At the building level, all analysed buildings achieved savings after HCAs were installed. The resulting regression model gives an indication that 100% installation of HCAs in the building will result with an absolute specific savings of 46 kWh/m2 annually on the building level. The model of regression trees gives additional interpretability on the building level, indicating that the lowest consumption (93 kWh/m2) is in those buildings that have a rate of installation of HCAs higher than 62 % of heated area. The prediction accuracy of each of the 4 models at the apartment and building levels is high compared to conventional simulation methods. The highest accuracy is obtained by the random forest method (apartments +/- 4.27 kWh/m2, buildings 13.24 kWh/m2) and the lowest by multiple linear regression (apartments +/- 16.44 kWh/m2, buildings 16.59 kWh/m2).
When selecting a model, a trade-off between level of interpretation and accuracy should be found. If the goal of modelling and forecasting is to obtain as accurate model as possible with a certain level of interpretability, then it is suggested to use a regression tree model. On the other hand, if our sole purpose of forecasting is to obtain highest accuracy, as it would be in the case of evaluating the impact of energy efficiency measure of HCA instalment, it is suggested to use a random forest as a machine learning algorithm.
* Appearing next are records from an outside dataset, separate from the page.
PR #371, opened 2023-01-09
Stop Decorator Running When Dry Run Set

JacobOaks:
Currently, decorators still run even when dry run is set in the container (see Fx issue: https://github.com/uber-go/fx/issues/1018)

This changes decorators to use the scope's invoker when decorating, causing it to fill-in zero-valued results instead of actually running the function when the dry run option is set.


sywhang (approved):
👍

PR #376, opened 2023-02-17
CI: test with Go 1.19 and Go 1.20

sywhang:
Only Go 1.19 and Go 1.20 are supported after Go 1.20 has been released.

This makes CI only run against Go 1.19 and Go 1.20.


abhinav:
Need to update staticcheck

sywhang:
huh, weird. Looks like staticcheck has a bug - it reports `scope` as not being used when it clearly is being used. 
```
internal/digtest/container.go:49:6: type scope is unused (U1000)
```

abhinav:
Possibly "embed an alias" is enough of a corner case. 
Could probably narrow it down.

abhinav:
This can be closed. It was superseded by #394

Considering the degree of influence of individual variables, it is concluded that in the apartments the variables related to the metering of energy consumption (ratio of counted impulses in the apartment and counted impulses in the building, and metered heat on the building level) are dominant along with variables that describe whether the apartment has installed HCA and how high is the rate of installation in a building. If the target is to reduce the average energy in all apartments, these variables should be affected. In order to maximise the energy savings it is recommended to install HCA in all apartments (measures related to the implementation of the secondary energy efficiency measure), to implement all cost-effective measures on the building envelope (measures related to the implementation of primary energy efficiency measures), and to implement end-user training measures.
The positive effects of HCA installation are inevitable at the building level, DH systems and broader national contexts, but at the apartment level, large scattering and appereance of outliers occur mostly due to the behavioural parameters identified in this research. The models developed in this research can serve as a basis for forecasting consumption in district heating systems with high-accuracy and can be used as a tool to evaluate the performance of some of the energy efficiency measures.